TASK REQUIREMENTS – The lines to reproduce run from the one containing "check/TestMipSolver.cpp" through the final line of the entries; write them out exactly and add nothing.

------------------------------------------------

PR #3259, opened 2026-09-08
Track row origins for clique merging

fwesselm:
## Description

When `HighsCliqueTable::extractCliques` processes a one-sided, all-binary inequality and the extracted clique covers all variables in the row, the row's information is fully captured by the clique. If `HighsCliqueTable::runCliqueMerging` later absorbs that clique into a larger one, the original row becomes redundant.

Previously, `HighsCliqueTable::extractCliques` did not pass a row origin when calling `HighsCliqueTable::addClique`, so `HighsCliqueTable::runCliqueMerging` could never identify and delete these subsumed rows. This change passes the row index as the origin when:

1. The row is one-sided.
2. The extracted clique covers all variables in the row (partial cliques don't represent the full row)

Rows meeting both conditions are equivalent to a clique, so once merged into a larger clique they are safely removed.

@Opt-Mucca, I hope I am not missing something here. It would be great if you could check the two "main" changes in `HighsCliqueTable::extractCliques`: Row removal is allowed if (a) all variables are binary, have equal coefficients and form a clique OR (b) all variables are binary, have unequal coefficients and form a clique. The question is whether we are not losing anything by removing those rows (after clique merging).

I also added unit tests for this.

With this change presolve reduces the number of rows from around 169k to 3k on `neos-631710`.

## Checklist

- [ ] Tests are passing


Opt-Mucca (changes requested):
I think there's a bug here after looking at the isolated change. We could now be extending a non setppc row, but when extending we'd be adding something with a coefficient of 1.

Example: `7x1 + 8x2 + 7x3 <= 8`. Want to extend with `x4`, but we can't just make it `7x1 + 8x2 + 7x3 + x4 <= 8` otherwise we'd allow solutions that violate the clique.

`x4` above would need to be added with a coefficient that's larger than `8 - min(a_i)`, e.g. `1 + feastol()`

We'd somehow have to normalise the row before doing clique merging (make all coefficients the same?). I think this can only strengthen the row as long as trivial fixings have been applied before. A term like `15x5` in the above example would just be fixed to 0, but would create fake solutions if the row were normalised first, e.g., `x1 + x2 + x3 + x5 <= 1`.

fwesselm:
> I think there's a bug here after looking at the isolated change. We could now be extending a non setppc row, but when extending we'd be adding something with a coefficient of 1.
> 
> Example: `7x1 + 8x2 + 7x3 <= 8`. Want to extend with `x4`, but we can't just make it `7x1 + 8x2 + 7x3 + x4 <= 8` otherwise we'd allow solutions that violate the clique.
> 
> `x4` above would need to be added with a coefficient that's larger than `8 - min(a_i)`, e.g. `1 + feastol()`
> 
> We'd somehow have to normalise the row before doing clique merging (make all coefficients the same?). I think this can only strengthen the row as long as trivial fixings have been applied before. A term like `15x5` in the above example would just be fixed to 0, but would create fake solutions if the row were normalised first, e.g., `x1 + x2 + x3 + x5 <= 1`.

Thank you, @Opt-Mucca! I should have read the lifting code more carefully! I think I need more time to investigate this and will close this PR for the time being!

PR #3260, opened 2026-09-09
Add snapshot so detection values match substituted values

Opt-Mucca:
## Description

This fixes a bug where the implied bounds on a column are updated after substitution in one equation, and are then used in substitution for a second equation. Currently [repro.mps.txt](https://github.com/user-attachments/files/32001897/repro.mps.txt) is shown to be incorrectly infeasible (only a few variables and columns). The instance was found by work with @odow and some LLM fuzzers.

## Checklist

- [x] Tests are passing


check/TestMipSolver.cpp
```diff
@@ -1782,3 +1782,14 @@ TEST_CASE("redcost-fixing-large-bounds", "[highs_test_mip_solver]") {
       mipsolver, mipsolver.mipdata_->getDomain());
   REQUIRE(!lurkingBounds.empty());
 }
+
+TEST_CASE("pr-3260", "[highs_test_mip_solver]") {
```
fwesselm, line 1808: Since the model is very small, I would recommend having it in the test file instead of using an MPS file:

------------------------------------------------

RESPONSE –
check/TestMipSolver.cpp
```diff
@@ -1782,3 +1782,14 @@ TEST_CASE("redcost-fixing-large-bounds", "[highs_test_mip_solver]") {
       mipsolver, mipsolver.mipdata_->getDomain());
   REQUIRE(!lurkingBounds.empty());
 }
+
+TEST_CASE("pr-3260", "[highs_test_mip_solver]") {
```
fwesselm, line 1808: Since the model is very small, I would recommend having it in the test file instead of using an MPS file:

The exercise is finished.